Let the 180 fester for about a week.
Use the time to get your s**t sorted and gain some mental clarity.
Take the steps necessary to protect yourself, such as vet attorneys, separate funds, etc.
Does she notice the pull back?
If she does, decide if there is anything to work with.
If there is (and you want to) find your balls and take charge,
Outline your demands and give her an array of options, either she is in or out.
If she wants out, make her wish your mission.
You are ten years behind in taking charge of your relationship. It may be too late.
However, you have given her full reign to treat you like s**t. Time to right the ship.


----------



## Anastasia6 (May 28, 2017)

Ragnar Ragnasson said:


> I'm sure spouses were invited. It would be way out of the norm for it to not be so.
> 
> Accept it, she didn't want you with her.


Depends. He said take off work. So if it was a work thing at work during work hours then usually spouses are not invited. If it is after work spouses are invited usually.

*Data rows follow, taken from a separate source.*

PR #15, opened 2017-01-13
Implement the auth checks for m.room.member events

NegativeMjark:


eventauth/eventauth.go
```diff
@@ -219,8 +219,14 @@ func createEventAllowed(event Event) error {
 	return nil
 }
 
+// memberAllowed checks whether the m.room.member event is allowed.
```
Kegsay: I think you mean `memberEventAllowed`

eventauth/eventauth.go
```diff
@@ -362,3 +368,199 @@ func (e *eventAllower) commonChecks(event Event) error {
...
+}
+
+// newMembershipAllower loads the information needed to authenticate the m.room.member event
+// from the auth events.
+func newMembershipAllower(authEvents AuthEvents, event Event) (m membershipAllower, err error) {
+	if event.StateKey == nil {
+		err = errorf("m.room.member must be a state event")
+		return
+	}
+	m.targetID = *event.StateKey
```
Kegsay: It's worrying that we do no assertions to make sure the state key string looks like a user ID.

eventauth/eventauth.go
```diff
@@ -362,3 +368,199 @@ func (e *eventAllower) commonChecks(event Event) error {
...
+		return
+	}
+	if m.senderMember, err = newMemberContentFromAuthEvents(authEvents, m.senderID); err != nil {
+		return
+	}
+	if m.powerLevels, err = newPowerLevelContentFromAuthEvents(authEvents, m.create.Creator); err != nil {
+		return
+	}
+	if m.newMember.Membership == "join" {
+		if m.joinRule, err = newJoinRuleContentFromAuthEvents(authEvents); err != nil {
```
Kegsay: Huh? We aren't doing join_rule checks here, so why are we only loading this if `newMember.Membership == "join"`?

eventauth/eventauth.go
```diff
@@ -362,3 +368,199 @@ func (e *eventAllower) commonChecks(event Event) error {
 
 	return nil
 }
+
+// A membershipAllower has the information needed to authenticate a m.room.member event
+type membershipAllower struct {
+	// The user ID of the user who's membership is changing.
```
ara4n: whose

eventauth/eventauth.go
```diff
@@ -362,3 +368,199 @@ func (e *eventAllower) commonChecks(event Event) error {
...
+	targetID string
+	// The user ID of the user who sent the membership event.
+	senderID string
+	// The membership of the user who sent the membership event.
+	senderMember memberContent
+	// The previous membership of the user who's membership is changing.
```
ara4n: whose

eventauth/eventauth.go
```diff
@@ -362,3 +368,199 @@ func (e *eventAllower) commonChecks(event Event) error {
...
+	}
+	// Special case the first join event in the room to allow the creator to join.
+	// https://github.com/matrix-org/synapse/blob/v0.18.5/synapse/api/auth.py#L328
+	if m.targetID == m.create.Creator &&
+		m.newMember.Membership == "join" &&
+		m.senderID == m.targetID &&
+		len(event.PrevEvents) == 1 {
+		// prev_events is a list of 2 element lists of event IDs and hashes.
+		if len(event.PrevEvents[0]) != 2 {
+			return errorf("unparsable prev event")
```
Kegsay: Why on earth does the `membershipAllower` need to know how to parse `PrevEvents`? I'd MUCH rather if there is an `event.PrevEvents` that it was validated/parsed when it was assigned to `event`, not randomly here.

eventauth/eventauth.go
```diff
@@ -362,3 +368,199 @@ func (e *eventAllower) commonChecks(event Event) error {
...
+		}
+		// Unmarshall the event ID string.
```
Kegsay: > Unmarshall

eventauth/eventauth.go
```diff
@@ -362,3 +368,199 @@ func (e *eventAllower) commonChecks(event Event) error {
...
+	// Otherwise this is an attempt to modify the membership of somebody else.
+	return m.membershipAllowedOther()
+}
+
+// membershipAllowedSelf determines if the change made by the user to their own membership is allowed.
+func (m *membershipAllower) membershipAllowedSelf() error {
+	if m.newMember.Membership == "join" {
+		// A user that is not in the room is allowed to join if the room
+		// join rules are "public".
+		if m.oldMember.Membership == "leave" && m.joinRule.JoinRule == "public" {
```
Kegsay: I'd appreciate it if you could yank `"leave"` and co out to be constants so the compiler will whine if we mis-spell.

eventauth/eventauth.go
```diff
@@ -362,3 +368,199 @@ func (e *eventAllower) commonChecks(event Event) error {
...
+			m.targetID, m.oldMember.Membership, m.newMember.Membership,
+		)
+	}
+
+	if m.senderMember.Membership != "join" {
+		return errorf("sender %q is not in the room", m.senderID)
+	}
+
+	return errorf(
+		"%q is not allowed to change the membership of %q frEventom %q to %q",
```
Kegsay: > frEventom

eventauth/eventauth.go
```diff
@@ -362,3 +368,199 @@ func (e *eventAllower) commonChecks(event Event) error {
...
+		}
+		// An invited user is allowed to reject an invite.
+		if m.oldMember.Membership == "invite" {
+			return nil
+		}
+	}
+	return m.membershipFailed()
+}
+
+// membershipAllowedSelf determines if the user is allowed to change the membership of another user.
```
Kegsay: > membershipAllowedSelf

eventauth/eventauth.go
```diff
@@ -362,3 +368,199 @@ func (e *eventAllower) commonChecks(event Event) error {
...
+func (m *membershipAllower) membershipAllowedOther() error {
+	senderLevel := m.powerLevels.userLevel(m.senderID)
+	targetLevel := m.powerLevels.userLevel(m.targetID)
+
+	// You may only modify the membership of another user if you are in the room.
+	if m.senderMember.Membership == "join" {
```
Kegsay: Invert and outdent please:
```go
// You may only modify the membership of another user if you are in the room.
if m.senderMember.Membership != "join" {
    return m.membershipFailed()
}
```

eventauth/eventauth.go
```diff
@@ -362,3 +368,199 @@ func (e *eventAllower) commonChecks(event Event) error {
...
+		if m.newMember.Membership == "ban" {
+			// A user may ban another user if their level is high enough
+			if senderLevel >= m.powerLevels.banLevel &&
+				senderLevel > targetLevel {
```
Kegsay: Please cite the line in Synapse because it's non-obvious that:

> A user may ban another user if their level is high enough

should have the `senderLevel > targetLevel` check.

eventauth/eventauth.go
```diff
@@ -362,3 +368,199 @@ func (e *eventAllower) commonChecks(event Event) error {
...
+				return nil
+			}
+			// A user may kick another user if their level is high enough.
+			if m.oldMember.Membership != "ban" &&
+				senderLevel >= m.powerLevels.kickLevel &&
+				senderLevel > targetLevel {
+				return nil
+			}
+		}
+		if m.newMember.Membership == "invite" {
```
Kegsay: Nit: I wonder if a switch for `m.newMember.Membership` would be clearer to read, as it makes it more obvious that only 1 of these if branches can possibly execute. Currently I have to double-check all three if statements to make sure there isn't a sneaky change from `m.newMember.Membership` to `m.oldMember.Membership` or something equally odd, and it's more cognitive burden than I'd like.

eventauth/eventauth.go
```diff
@@ -362,3 +368,199 @@ func (e *eventAllower) commonChecks(event Event) error {
...
+				return nil
+			}
+		}
+		if m.newMember.Membership == "leave" {
+			// A user may unban another user if their level is high enough.
+			if m.oldMember.Membership == "ban" && senderLevel >= m.powerLevels.banLevel {
+				return nil
+			}
+			// A user may kick another user if their level is high enough.
+			if m.oldMember.Membership != "ban" &&
```
Kegsay: This will fire for cases where A tries to kick B, when B had already left the room (state `leave`). That feels weird, and certainly warrants some prose explaining either way.

eventauth/eventauth.go
```diff
@@ -362,3 +368,199 @@ func (e *eventAllower) commonChecks(event Event) error {
...
+				senderLevel >= m.powerLevels.kickLevel &&
+				senderLevel > targetLevel {
+				return nil
```
Kegsay: I don't like the inside of the `if` block having the same amount of indentation as the `if` conditional. Can we double-indent, or convince me that this isn't hard to read?

eventauth/eventauth.go
```diff
@@ -362,3 +368,199 @@ func (e *eventAllower) commonChecks(event Event) error {
...
+func (m *membershipAllower) membershipFailed() error {
+	if m.senderID == m.targetID {
+		return errorf(
+			"%q is not allowed to change their membership from %q to %q",
+			m.targetID, m.oldMember.Membership, m.newMember.Membership,
+		)
+	}
+
+	if m.senderMember.Membership != "join" {
+		return errorf("sender %q is not in the room", m.senderID)
```
Kegsay: I feel it would be polite to tell the client what their membership actually *is*.

eventauth/eventauth_test.go
```diff
@@ -255,6 +255,15 @@ func TestAllowedEmptyRoom(t *testing.T) {
 				"not_allowed": "No create event"
 			}
 		}, {
+			"type": "m.room.member",
+			"sender": "@u1:a",
+			"room_id": "!r1:a",
+			"event_id": "$e4:a",
+			"content": {"membership": "join"},
+			"unsigned": {
+				"not_allowed": "No create event"
```
Kegsay: This has no `state_key` so is a bad test example.

NegativeMjark: Fixed a9fde1c

eventauth/eventauth.go
```diff
@@ -362,3 +376,200 @@ func (e *eventAllower) commonChecks(event Event) error {
...
+	if err := m.create.userIDAllowed(m.targetID); err != nil {
+		return err
+	}
+	// Special case the first join event in the room to allow the creator to join.
+	// https://github.com/matrix-org/synapse/blob/v0.18.5/synapse/api/auth.py#L328
+	if m.targetID == m.create.Creator &&
+		m.newMember.Membership == join &&
+		m.senderID == m.targetID &&
+		len(event.PrevEvents) == 1 {
+		// We unmarshall the prev_events here because this is the only place that
```
Kegsay: > unmarshall

NegativeMjark:
@Kegsay I initially tried writing the membership other checks as switch statements. But I found it harder to read because it was harder to verify the checks being applied in each case.

The advantage of the if statements is that you can start from the "nil" case and scan backwards to see what all the conditionals are. The switch statements make that harder to do in my opinion.

Here's what the switch stmt version looks like for comparison:

```
switch m.newMember.Membership {
	case ban:
		// A user may ban another user if their level is high enough
		if senderLevel >= m.powerLevels.banLevel &&
			senderLevel > targetLevel {
			return nil
		}
	case leave:
		switch m.oldMember.Membership {
		case ban:
			// A user may unban another user if their level is high enough.
			if senderLevel >= m.powerLevels.banLevel {
				return nil
			}
		default:
			// A user may kick another user if their level is high enough.
			if senderLevel >= m.powerLevels.kickLevel && senderLevel > targetLevel {
				return nil
			}
		}
	case invite:
		switch m.oldMember.Membership {
		case leave:
			// A user may invite another user if the user has left the room.
			// and their level is high enough.
			if senderLevel >= m.powerLevels.inviteLevel {
				return nil
			}
		case invite:
			// A user may re-invite a user.
			if senderLevel >= m.powerLevels.inviteLevel {
				return nil
			}
		}
	}
```

eventauth/eventauth.go
NegativeMjark: Yeah, Maybe we should start a tracking these omissions somewhere, I'd quite like to update this and synapse's checks in parallel to keep them in sync.

Kegsay: Add `TODO`s?

Kegsay:
As per IRL: I question the value / how often people will backtrack from a "known" `nil` case to work out the conditionals required to satisfy it, but equally I think either format is clear, so I'm happy to leave it as is if you prefer the `if` form.

eventauth/eventauth.go
Kegsay: Apparently this is just what `go fmt` does :/

Kegsay:
LGTM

Also OP didn't specify if he was invited and declined or told not to come.

Personally I'd opt out of the work party but some work places you really lose some advantage and such if you opt out.

So back to the OP. Were you invited? Was it during the work day or after work?


----------



## Ragnar Ragnasson (Mar 4, 2018)

Anastasia6 said:


> Depends. He said take off work. So if it was a work thing at work during work hours then usually spouses are not invited. If it is after work spouses are invited usually. Also OP didn't specify if he was invited and declined or told not to come.
> 
> Personally I'd opt out of the work party but some work places you really lose some advantage and such if you opt out.
> 
> So back to the OP. Were you invited? Was it during the work day or after work?


Bear in mind, any company that hosts a Christmas party or holiday party WITHOUT including significant others let's use spouse here is very much in the minority.

Compounded by the fact it's always a norm to include the spouse in a holiday party for the employees.


----------



## SunCMars (Feb 29, 2016)

aine said:


> Are you a stay at home Dad?


Ah this, this go-to, common denominator..

A common reason women lose respect and fall out of love with their husband.

Either, being that stay-at-home Dad, or, one who is chronically unemployed, underemployed (for whatever reason).


_KB-_


----------



## SunCMars (Feb 29, 2016)

BigDaddyNY said:


> Sounds like *you are a spineless doormat of a man*. She is seriously at a party with coworkers on your 10th anniversary? If you aren't packing her **** right now you are a fool


This is the vaunted 2x4 seen swinging for the head.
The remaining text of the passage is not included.